• [What is expected]: Write the records out again, exactly.

Stored data
PR #2684, opened 2020-03-24
Tweak README

adamnovak:
Really I just want to see if we can pass the CI tests from a PR with no actual code changes.

### DIFF
--- a/README.md
+++ b/README.md
@@ -61,7 +61,7 @@ On other distros, you will need to perform the equivalent of:
                          
 Note that **Ubuntu 16.04** does not ship a sufficiently new Protobuf; vg requires **Protobuf 3** which will have to be manually installed.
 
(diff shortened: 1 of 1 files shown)


jeizenga:
Well, that's infuriating.

adamnovak:
Sorry. But as far as I can tell, you touched something. Are you sure that map doesn't eventually call anything you touched?

jeizenga:
I'm completely at a loss. The only thing in that PR are a handful of new functions in alignment.[ch]pp and multipath_alignment.[ch]pp, and then using those function in mpmap_main.cpp. I have no idea how that could affect the performance of map.

adamnovak:
Can you replicate the issue running one of the affected tests locally? Maybe you can paste in one function at a time until it breaks or something.

PR #2693, opened 2020-03-26
Update libbdsg so that HashGraph doesn't crash after using increment_node_ids

jeizenga:
Update to include https://github.com/vgteam/libbdsg/pull/53 and also to remove the hack that we used to get around the bug.


glennhickey:
Thanks!

PR #2700, opened 2020-03-31
Tighten handlegraph semantics

adamnovak:
This makes sure that deleting nodes with `destroy_handle` doesn't leave behind dangling paths. It also prohibits empty nodes in everything except HashGraph, where empty nodes are actively used in extraction algorithms that mpmap uses.

It also includes a bunch of int64_t->nid_t changes that somehow got lost in a branch I forgot about. They are needed for vg to work right with new libbdsg, because we changed the type of nid_t to make the libbdsg Python bindings able to be cross-platform.


adamnovak:
@jeizenga This is pretty much the opposite of what you wanted to do. What do you think?

adamnovak:
I merged this on my machine instead of through Github; Github thinks there's a conflict when a later commit advances a submodule further than what's already in master, but (my) Git can auto-merge such cases.

PR #2702, opened 2020-03-31
Turn on ODGI save/load and conversion

### LINKED ISSUE #2687: Converting to ODGI format is disabled
```
vg convert --odgi-out graph.vg | xxd -
error [vg convert]: odgi conversion does not work yet
```

We should make `vg convert` able to write ODGI, in case someone wants to use it with libbdsg. I think this is what the ODGI docs mean about vg's ODGI conversion being broken.

adamnovak:
This will fix #2687.


adamnovak:
I think https://github.com/vgteam/libbdsg/pull/54 broke things for ODGI. It makes the ODGI internal IDs start at 0, so handle rank can be -1, which turns into 0xfff.... and is off the end of the arrays.

PR #2705, opened 2020-04-02
Add secret menu of options to mpmap for a grid search

jeizenga:
I'm exposing a handful of options at the command line so we can do a proper grid search to come up with RNA defaults.


jeizenga:
Travis isn't reporting, but this has passed all the tests.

• [Exercise solution]:
PR #2684, opened 2020-03-24
Tweak README

adamnovak:
Really I just want to see if we can pass the CI tests from a PR with no actual code changes.

### DIFF
--- a/README.md
+++ b/README.md
@@ -61,7 +61,7 @@ On other distros, you will need to perform the equivalent of:
                          
 Note that **Ubuntu 16.04** does not ship a sufficiently new Protobuf; vg requires **Protobuf 3** which will have to be manually installed.
 
(diff shortened: 1 of 1 files shown)


jeizenga:
Well, that's infuriating.

adamnovak:
Sorry. But as far as I can tell, you touched something. Are you sure that map doesn't eventually call anything you touched?

jeizenga:
I'm completely at a loss. The only thing in that PR are a handful of new functions in alignment.[ch]pp and multipath_alignment.[ch]pp, and then using those function in mpmap_main.cpp. I have no idea how that could affect the performance of map.

adamnovak:
Can you replicate the issue running one of the affected tests locally? Maybe you can paste in one function at a time until it breaks or something.

PR #2693, opened 2020-03-26
Update libbdsg so that HashGraph doesn't crash after using increment_node_ids

jeizenga:
Update to include https://github.com/vgteam/libbdsg/pull/53 and also to remove the hack that we used to get around the bug.


glennhickey:
Thanks!

PR #2700, opened 2020-03-31
Tighten handlegraph semantics

adamnovak:
This makes sure that deleting nodes with `destroy_handle` doesn't leave behind dangling paths. It also prohibits empty nodes in everything except HashGraph, where empty nodes are actively used in extraction algorithms that mpmap uses.

It also includes a bunch of int64_t->nid_t changes that somehow got lost in a branch I forgot about. They are needed for vg to work right with new libbdsg, because we changed the type of nid_t to make the libbdsg Python bindings able to be cross-platform.


adamnovak:
@jeizenga This is pretty much the opposite of what you wanted to do. What do you think?

adamnovak:
I merged this on my machine instead of through Github; Github thinks there's a conflict when a later commit advances a submodule further than what's already in master, but (my) Git can auto-merge such cases.

PR #2702, opened 2020-03-31
Turn on ODGI save/load and conversion

### LINKED ISSUE #2687: Converting to ODGI format is disabled
```
vg convert --odgi-out graph.vg | xxd -
error [vg convert]: odgi conversion does not work yet
```

We should make `vg convert` able to write ODGI, in case someone wants to use it with libbdsg. I think this is what the ODGI docs mean about vg's ODGI conversion being broken.

adamnovak:
This will fix #2687.


adamnovak:
I think https://github.com/vgteam/libbdsg/pull/54 broke things for ODGI. It makes the ODGI internal IDs start at 0, so handle rank can be -1, which turns into 0xfff.... and is off the end of the arrays.

PR #2705, opened 2020-04-02
Add secret menu of options to mpmap for a grid search

jeizenga:
I'm exposing a handful of options at the command line so we can do a proper grid search to come up with RNA defaults.


jeizenga:
Travis isn't reporting, but this has passed all the tests.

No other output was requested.